= Tian-e-Zhou Oxbow Nature Reserve =

Wetland nature reserve in Shishou, Hubei, China

The Tian-e-Zhou Oxbow Nature Reserve is an area of wetland in the Yangtze basin near Shishou, Hubei province, People's Republic of China. Inside the reserve is the Tian'e-Zhou lake which was an intended sanctuary for the baiji (Yangtze river dolphin) and is currently holding 28 finless porpoises.

==The reserve==
In 1988, the River Dolphin Research group in Wuhan proposed the idea of placing the rapidly declining baiji in the Tian'e-Zhou oxbow lake. The reserve was intended to hold any captured baiji, since it had a healthy fish population and could sustain over 50 baiji if breeding was successful. The oxbow was connected to the Yangtze during the summer when the water level was high, so nets were installed to ensure the baiji would not escape. Five finless porpoises were first introduced in 1990 to see if it was a suitable habitat.

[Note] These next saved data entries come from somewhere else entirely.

Issue #637, opened 2026-08-30
qelib1.inc: ry computes RY(-theta), cry inherits the sign error, and crx is not controlled


ciaranra:
## Summary

Three gate macros in `crates/pecos-qasm/includes/qelib1.inc` compute the wrong unitary. These are the definitions user QASM resolves to, because lowercase gate names are never treated as native (`crates/pecos-qasm/src/parser/native_gates.rs:3-4,37-43` -- "Only uppercase names are considered native gates"), so every lowercase `ry`, `cry`, or `crx` in a user program takes the macro path.

### 1. `ry(theta)` computes `RY(-theta)` (`qelib1.inc:38-42`)

```
gate ry(theta) a {
  rx(-pi/2) a;
  rz(theta) a;
  rx(pi/2) a;
}
```

Circuit order means the matrix is `RX(pi/2) . RZ(theta) . RX(-pi/2)`. Conjugating `Z` by `RX(pi/2)` gives `-Y`, so this is `exp(+i theta Y / 2) = RY(-theta)`. The two `rx` calls are swapped. PECOS's `RY(theta)` is `exp(-i theta Y / 2)` (`gate_matrix_def.py:381-389`), so this is a genuine sign error, not a convention difference.

Numerically (max abs entry difference): `||ry_macro(0.7) - RY(+0.7)|| = 6.9e-01`, `||ry_macro(0.7) - RY(-0.7)|| = 1.2e-16`.

### 2. `cry(theta)` computes `CRY(-theta)` (`qelib1.inc:103-108`)

The macro's own structure (`ry(theta/2); cx; ry(-theta/2); cx`) is the standard one and would be correct given a correct `ry`; it inherits the sign error above. `||cry_macro(0.7) - CRY(+0.7)|| = 6.9e-01`, `||cry_macro(0.7) - CRY(-0.7)|| = 3.3e-16`.

### 3. `crx(theta)` is not a controlled gate at all (`qelib1.inc:94-100`)

```
gate crx(theta) a,b {
  ry(pi/2) b;
  cx a,b;
  ry(theta) b;
  cx a,b;
  ry(-pi/2) b;
}
```

The two `cx` gates cancel on the control=0 block, leaving `ry(-pi/2) . ry(theta) . ry(pi/2) = RY(+-theta)` acting on the target when the control is |0>. It also rotates by the full `theta` rather than `theta/2` per branch. This is broken independently of bug 1.

[...]

Issue #635, opened 2026-08-30
SLR-to-QIR lowering emits controlled-phase for CRZ (and CRX), not controlled-RZ


ciaranra:
## Summary

The SLR-to-QIR lowering of `CRZ` (`python/quantum-pecos/src/pecos/slr/ast/codegen/qir.py:206-215`) emits `RZZ(-theta/2)` plus `RZ(theta/2)` on BOTH qubits. That product is the controlled-phase gate `diag(1, 1, 1, e^{i theta})` up to global phase, not the textbook controlled-RZ `diag(1, 1, e^{-i theta/2}, e^{i theta/2})` that the SLR `CRZGate` docstring promises and that `gate_matrix_def.CRZ` defines. The two differ by a phase on the control qubit, which is relative (observable whenever the control is in superposition), not global.

Checked against PECOS's own oracle matrices (`python/quantum-pecos/tests/pecos/integration/state_sim_tests/gate_matrix_def.py`, theta = 0.7):

```
(RZ(t/2) x RZ(t/2)) . RZZ(-t/2)  == oracle CRZ (up to global phase): False
(I       x RZ(t/2)) . RZZ(-t/2)  == oracle CRZ (up to global phase): True
(RZ(t/2) x RZ(t/2)) . RZZ(-t/2)  == diag(1,1,1,e^{i t})              : True
```

The comment at that site claims verification against `gate_matrix_def.CRZ` for random angles; that claim does not hold with the current symmetric `RZ` convention (#601). `CRX` in the same table is derived from `CRZ` by `H` conjugation and inherits the error. The existing QIR/Guppy `CRZ` tests (`tests/slr_tests/ast_guppy/test_qir_corpus_executable.py`, `tests/guppy/test_crz_angle_arithmetic.py`) evidently exercise only definite-control inputs.

## Fix

Emit the target-only decomposition `RZ(theta/2)` on the target and `RZZ(-theta/2)`; add a test with the control in superposition (`H` on the control first) comparing the executed state against `gate_matrix_def.CRZ` for angles including `-pi`, `pi`, `2pi`; same for `CRX`.

## Context

Found while deciding #626. `CRZ` in PECOS is an interop gate (Guppy/HUGR `CRz`, QIS `crz`, PHIR `CPhase`, SLR `CRZGate`), not a QEC primitive; the proposal under #626 is to accept it only at boundaries and lower it exactly into `RZ`/`RZZ`, which would make this lowering the single place the decomposition lives.

[...]

Issue #622, opened 2026-08-29
HUGR parser maps CRz to RZZ and defaults a missing rotation angle to zero


ciaranra:
## Summary

The HUGR-to-PHIR gate mapping translates the HUGR `CRz` operation to `QuantumOp::RZZ`. Controlled-Rz and RZZ are different gates.

`crates/pecos-phir/src/hugr_parser.rs`:

```rust
"CRz" => Some(QuantumOp::RZZ(Angle64::from_radians(angle.unwrap_or(0.0)))),
```

## Why it matters

`CRZ(theta) = RZ(theta/2)_target . CX . RZ(-theta/2)_target . CX` differs from `RZZ(theta) = exp(-i theta/2 Z (x) Z)` by a local `RZ` on the target (and a global phase). Any HUGR program that uses `CRz` currently simulates a different unitary than it declares. `CRZ` already exists as a `GateType` and as a `QuantumOp` consumer path elsewhere in the engine (`crates/pecos-engines/src/quantum.rs` handles `GateType::CRZ` via `try_crz`, and `crates/pecos-simulators/src/clifford_rotation.rs` implements the decomposition), so the fix is to map to the CRZ op, not RZZ.

## Also on the same lines

`angle.unwrap_or(0.0)` silently substitutes a zero angle when the HUGR op carries no angle for `Rx`/`Ry`/`Rz`/`CRz`. A missing angle on a parameterized gate is a malformed program and should be an error, consistent with the fail-loud policy adopted elsewhere.

## Acceptance

- `CRz` maps to a controlled-Rz operation; a test compares the resulting circuit against the explicit `RZ/CX/RZ/CX` decomposition for a Clifford angle (`pi`, which must equal `CZ`) and a non-Clifford angle.
- Missing angle on a rotation op is a parse error, with a test.

Related: #621

ciaranra:
Fixed by #638 (cdaa9aaad): the PHIR HUGR parser mapped `CRz` to a plain `RZZ`. It now lowers exactly from the source angle, pinned by a full-matrix regression at five angles including the 2pi and 3pi wrap-crossing cases.

PR #638, opened 2026-08-30
Lower controlled rotations from their source angle at every boundary and remove GateType::CRZ

### LINKED ISSUE #626: CRZ is 4pi-periodic but carried as an Angle64 (mod 2pi), dropping Z on the control across the boundary
## Summary

`CRZ(theta)` is 4-pi-periodic in `theta`, but PECOS carries its angle as `Angle64`, which is normalized modulo 2-pi. Every `CRZ` path therefore computes `CRZ(theta mod 2pi)`, which differs from `CRZ(theta)` by a `Z` on the control whenever the reduction crosses a 2-pi boundary.

```
CRZ(theta) = |0><0| (x) I + |1><1| (x) RZ(theta)
CRZ(theta + 2pi) = |0><0| (x) I - |1><1| (x) RZ(theta) = (Z_control) . CRZ(theta)
```

Concretely `CRZ(-pi) = diag(1, 1, i, -i) = (SZ (x) I) . CZ` while `CRZ(pi) = diag(1, 1, -i, i) = (SZdg (x) I) . CZ`; with `Angle64`, `-pi` and `pi` are the same value, so one of the two is executed for both. `CRZ(2pi)` should be `Z_control` but executes as identity.

Affected: `crates/pecos-simulators/src/clifford_rotation.rs` `try_crz` (Clifford path, `RZ(theta/2) . CX . RZ(-theta/2) . CX`), the arbitrary `crz` in `crates/pecos-simulators/src/arbitrary_rotation_gateable.rs` and its implementors, the engine dispatchers in `crates/pecos-engines/src/quantum.rs`, and the Python bindings. The doc line on `try_crz` also claimed `CRZ(pi) = CZ`; that was corrected to `(SZdg (x) I) . CZ` in the Clifford-rebase PR, implementation untouched.

The same 4-pi structure applies to any controlled rotation whose target rotation is 2-pi-periodic only up to sign (`CRX`, `CRY` if added), and to the `U` gate's phase bookkeeping tracked under the arbitrary-gate-set note (#575/#576/#577).

## Options

1. Define PECOS `CRZ(theta)` as the controlled-phase-style gate that IS 2-pi-periodic (`diag(1, 1, 1, e^{i theta})` up to a documented convention) and document that it is not the textbook controlled-RZ. Simplest, but a convention break for anyone reading `CRZ` as controlled-RZ.
2. Keep textbook controlled-RZ and carry the extra sign bit: represent the CRZ parameter as `(Angle64 half_angle, bool wind)` or take `theta/2` as the stored angle (`RZ(theta/2)` is what the decomposition consumes, and `theta/2 mod 2pi` preserves `theta mod 4pi`). Storing the half-angle is the smallest change that keeps the textbook gate exact.

Recommendation: option 2 with the stored half-angle, since it keeps the decomposition exact and the user-facing gate textbook.

## Acceptance

- Matrix-oracle tests for `CRZ` at `pi`, `-pi`, `2pi`, `3pi` on the state-vector simulator and tableau tests on the Clifford path, on control-superposition inputs (an `|1>` control alone cannot see the `Z_control` difference).
- One convention statement in the gate docs.

Related: #621

ciaranra:
## Summary

Closes #626, #622, #635. `CRZ` (and `CRX`/`CRY`, and PHIR `CPhase`) are interop spellings, not PECOS gates: they arrive from Guppy/HUGR (`CRz`), the QIS ABI (`__quantum__qis__crz__body`), PHIR (`CPhase`), SLR (`CRZGate`), QASM, and the Python API, and no QEC path needs them. Selene's own simulator-plugin interface receives only `RXY`/`RZ`/`RZZ` because the compiler lowers `crz` before any simulator sees it, and Guppy's `angle` never wraps modulo full turns. PECOS now does the same: every ingress halves the source `f64` angle and emits native rotations, and `GateType::CRZ` leaves the executed IR.

## Why

PECOS stores angles as `Angle64`, reduced mod 2pi at ingestion. Textbook controlled-RZ is 4pi-periodic (`CRZ(theta + 2pi) = (Z (x) I) . CRZ(theta)`), so every executor that halved the *stored* angle was wrong whenever the reduction had crossed 2pi: `CRZ(-pi)` ran as `CRZ(+pi)` (off by `Z` on the control), `CRZ(2pi)` as identity. Halving the `f64` before normalization and emitting

```
CRZ(theta) = RZZ(-theta/2) . (I (x) RZ(theta/2))
```

is exact for every theta up to a global phase of +-1 (the same global phase every stored PECOS rotation already carries, since `Angle64` reduces mod 2pi while `RZ(theta + 2pi) = -RZ(theta)`); every relative phase, including the `Z_control` factor, is exact. Both factors are ordinary PECOS rotations. Tests compare the full 4x4 matrix under one shared global phase, never per column, so a controlled-phase-shaped error cannot hide. Because of this defect, #621/#628/#631 had deliberately withheld `CRZ` from the Python-facing simulator arms and the neo fallback.

Two live bugs are fixed by the same lowering table: the SLR-to-QIR codegen lowered `CRZ` with `RZ(theta/2)` on both qubits, which is controlled-phase, not controlled-RZ (#635; `CRX` inherited it); the PHIR HUGR parser mapped `CRz` to `RZZ` (#622). PHIR `CPhase(lambda)` was executed as `crz(lambda)`, dropping a control-side phase; it is now lowered exactly as `(U(0,0,lambda/2) (x) RZ(lambda/2)) . RZZ(-lambda/2)` (`U(0,0,x) = e^{ix/2} RZ(x)` carries the `e^{i lambda/4}`, so no scalar term is needed).

## Changes

- `pecos-core`: one lowering module (`lower_crz` / `lower_crx` / `lower_cry` / `lower_cphase`) taking radians as `f64`, documented with the identities and the reason halving must precede normalization.
- Noise and scheduling semantics change deliberately: `CRZ` was one two-qubit noise location; the lowered form is one `RZZ` plus one `RZ` in consecutive ticks, which is what hardware runs. Gate counts and traces change accordingly.
- Every ingress calls it: HUGR (`hugr_convert`, and the PHIR HUGR parser, which also stops defaulting a missing rotation angle to zero), the QIS conversion in `ccengine` (ABI symbol unchanged; `crz` previously fell through to "Unsupported operation" there), QIS trace replay (trace files unchanged), PHIR `CPhase` execution, SLR codegen (`QuantumCircuit`, QIR, QASM; the Guppy target keeps emitting Guppy's own `crz`); SLR's `CRXGate`/`CRYGate`/`CRZGate` take their angle as a real number in radians and reject a typed `Angle` with a `TypeError`, because a typed `Angle` has already been reduced modulo 2pi and controlled rotations are 4pi-periodic -- the same rule the Rust constructors follow, QASM conversion where it mapped `crz`, the Python API and pyo3 constructors (`crz(theta_radians: float)`), the neo Python binding, `hugr_to_dag.py` (`CRx`/`CRy`/`CRz`/`CU1`), and the `zlup` parser (which had the same `crz -> RZZ` mapping as #622).
- Removed: `GateType::CRZ` (numeric id 70 retired, not reused; a stale ByteMessage payload with id 70 now fails to decode), `CliffordRotation::try_crz`, the `ArbitraryRotationGateable::crz`/`crx`/`cry` defaults, the engine/executor/neo arms, the noise-group entries, the DEM builder's zero-angle special case, and the `CRX`/`CRY`/`CRZ` entries in the simulator spelling table (the spellings remain accepted where they were, via lowering).
- Docs: naming conventions state the rule (controlled rotations are boundary spellings lowered exactly to the rotation family); gate reference updated; `gate_matrix_def.CRZ` stays as the test oracle.
- The QIR corpus test that asserted a deterministic outcome for `H(c); CRZ(pi); H(c)` pinned the controlled-phase behavior; it is rewritten against the textbook amplitudes.
- Tests: every ingress is pinned by a control-superposition oracle test at theta in `{-pi, pi/3, pi, 2pi, 3pi}` (a definite control cannot see the `Z_control` difference, which is why #635 went unnoticed); Clifford-angle behavior on stabilizer simulators; #622 and #635 regressions; gate-id-70 decode rejection.

- Test-driven surface additions: `StateVectorEngine::{simulator, simulator_mut}` (amplitude-level Rust boundary tests), `pecos_rslib_exp.neo_fallback_native_gates` (exposes the legacy-to-neo fallback circuit), and `zluppy.compile_to_phir_json` (parser-to-PHIR regression). `zlup` stays dependency-free, so it halves the source angle locally rather than calling `pecos-core`; the same five-angle matrix regression pins it.
- The HUGR-to-DAG conversion now wires each gate to the previous gate on its qubits (`add_gate_auto_wire`) instead of a separate HUGR-wire edge pass; the traversal is already topological (`check_predecessors_ready`), so the edges are identical, and a staggered-chain test pins that.

## Not in this PR

- A first-class `Phase(gamma)` gate (one rule: `e^{i gamma}` on the all-ones subspace of its operands; `{}` = global phase, `{q}` = `U(0,0,gamma)`, `{c,t}` = controlled-phase), which would let `T` and `CPhase` definitions carry their global phase explicitly. Follow-up; design in the vault note `design/crz-parameter-representation.md`.

## Not covered: the QASM macro path

Lowercase gate names never resolve as native (`crates/pecos-qasm/src/parser/native_gates.rs:3-4`), so user `crz`/`crx`/`cry` in QASM expand through `qelib1.inc` rather than through this lowering. `crz` and `cphase` are exact there (verified up to a global sign at theta in {pi/3, pi, 2pi, 3pi, 6pi}), but reviewing this branch turned up three independent pre-existing defects in that include -- `ry` computes `RY(-theta)`, `cry` inherits the sign, and `crx` is not a controlled gate at all -- filed as #637 and deliberately not fixed here (different defect class, its own tests and review). The gate documentation names this exception rather than claiming universal lowering.

## Merge order

This branch and the `zluppy` test-revival branch both touch `exp/zlup/src/{ast.rs,parser.rs,codegen/slr.rs}` and `exp/zluppy/{src/lib.rs,tests/test_zluppy.py}`. They do not conflict semantically -- this PR makes `crz` its own `GateKind::CRZ` boundary spelling, that PR makes `GateKind::ALL`/`keyword()`/`ordinal()` the single canonical spelling table -- but whichever lands second needs a rebase. If this one lands first, the other adds `CRZ` to the three tables (keyword `"crz"`) and drops its `crz -> RZZ` alias special case; `gate_name_to_mapping("crz")` already returns `TketOp::CRz`, so that PR's mapping-drift guard still passes.

## Verification

Cold in a fresh worktree: `cargo test` over the twelve touched crates, the doc-test crate, workspace clippy `-D warnings` (files touched first), `cargo fmt --check`, the fast Python lane plus the Guppy and SLR suites, `pecos-rslib` tests, `pre-commit run --all-files`; a classified grep receipt of every remaining `CRZ`/`crz` spelling (ingress / ABI carrier / test oracle / accepted-and-lowered spelling). Reviewed by a read-only pass of the task packet against the tree, hunk review, and a fresh-context review of the finished tree.


ciaranra:
The optional-dependency lane (`just pytest-dep`, which carries this PR's QIR corpus probes for #635) only runs post-merge, so PR checks cannot show it. Dispatched it on this branch: https://github.com/PECOS-packages/PECOS/actions/runs/33340785239 -- the whole run, including `python-slow-postmerge`, succeeded. That run predates the final commit by two documentation files only (`git diff 703b4dada c9ee63284` = `docs/development/parallel-blocks-and-optimization.md`, `docs/user-guide/parallel-execution.md`), so it is valid evidence for the test code.

Those two docs were the one thing PR CI caught that local verification missed: they passed a typed `Angle` to `CRZ`, which the new parameter guard correctly rejects. Fixed by passing radians directly; `just docs-test` now reports 305 passed, 0 failed.

ciaranra:
Second independent review, targeting the round-7 work and the rebase, returned REVISE. Both must-fixes and four follow-ups are in.

**The good news first:** the reviewer verified that #632 (landed on `dev` mid-work, moving Clifford snapping to explicit entry points) does not break this lowering. Every lowered rotation reaches a `*_snapped` entry point; old and new snap on the *identical* source window, because both snap the halved angle; and `lower_crz`/`lower_cphase` land exactly on Clifford fractions for pi multiples, so #632's exact-matching consumers see them as Clifford too. The rebase conflict resolution lost nothing from #632. The QIR probes killed 9 of 12 mutations, the three survivors being semantically equivalent mutants (symmetric RZZ operands, a +2pi target shift, and a mod-4pi source reduction).

Fixed:

- **The pyo3 `TickHandle.crz` was not atomic.** It re-implemented the lowering instead of calling the Rust `try_crz` added in the previous round, inserting the `RZZ` before attempting the `RZ` in the next tick -- so a conflict raised but left a stray `RZZ`, i.e. an `RZZ` where a `CRZ` was requested. Reproduced, then fixed by delegating; the regression test asserts both that the error is raised and that the first tick is untouched.
- **`docs/user-guide/gates.md` prose split the two-qubit gate table**, so every row from `SWAP` down would have rendered as literal pipe-delimited text. Table is contiguous again with the prose after it.
- Lowered controlled rotations had no stabilizer-simulator coverage through the ByteMessage engine dispatch after the old `try_crz` tests were removed; added.
- The analysis DAGs (`SimpleHugr` and `hugr_to_dag.py`) attached a lowered `CRz`'s successors to the target-only `RZ`, giving a gate on the *control* qubit a false dependency and losing a parallel-scheduling opportunity. Reproduced before fixing; both are now port-aware, which removes the same defect for `CU1`.
- Dead `node_to_dag_idx` state and a node-zero placeholder left by the auto-wire rewrite; removed.
- A dynamic-angle `crz` reported `RZZ at Node(..)`, naming a gate the user never wrote; it now uses the source spelling.

Cold verification: 10/10 steps exit 0 -- 16-crate `cargo test`, doc-test crate, workspace clippy `-D warnings`, fmt, 2831 + 937 + 2277 pytest, pre-commit, `just docs-test` (305 passed), and the slow+optional QIR corpus (31 passed).

ciaranra:
Third review returned SHIP -- no blockers, no majors. It verified the riskiest part properly: all four Python port tables checked against the actual gate order in `controlled_rotations.rs` (including `CU1`, where the `U` sits on the control and the `RZ` on the target -- the easy one to get backwards, and it is right), and six circuits executed through `hugr_to_dag` confirming every dependency edge lands on the correct gate per qubit. Execution order is unchanged; the port-awareness fix is analysis-only.

Its four minors are now fixed:

- **A behavior regression the previous round introduced.** Delegating to `try_crz` dropped the empty-pairs guard, so `crz(theta, [])` clobbered `last_gate_idx` and a following `.meta()` silently became tick-level instead of gate-level. Restored by assigning only when an index exists; regression test added. Verified: the attr now lands on the gate, with nothing at tick level.
- The `.meta()`-targets-the-`RZZ` invariant is now pinned by a test, so a future refactor routing the `RZ` through a `TickHandle` cannot silently corrupt metadata on an unrelated batch.
- A `wire_to_qubit` miss silently dropped a dependency edge. Fixed at the source -- the fallback branch now records its minted `QubitId` like the linked branch does -- rather than tolerating the miss, with a dangling-port regression.
- The new engine test killed the qubit-swap mutation only about 3 times in 4 against an entropy-seeded RNG, i.e. as a flake rather than a failure. The control is now prepared in `|1>` so it is deterministic; confirmed by mutation, both the moved-`RZ` and flipped-`RZZ`-sign cases now fail cleanly.

Cold verification: 10/10 steps exit 0 -- 16-crate `cargo test` (8,379 passed), doc-test crate, workspace clippy `-D warnings`, fmt, 2831 + 937 + 2279 pytest, pre-commit, `just docs-test` (305 passed), slow+optional QIR corpus (31 passed).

Further relocation attempts took place. However, some porpoises died and others escaped the reserve during floods. In 1995, an adult female baiji was caught and immediately transported to the oxbow. After a few days she was seen swimming and feeding. After the 1996 flood she was found dead, entangled in the nets preventing her from leaving the reserve. Scientists studying her stomach contents show that there was little food inside, likely as a result of competition with more aggressive porpoises. She was the last baiji to live in the Tian'e-Zhou reserve.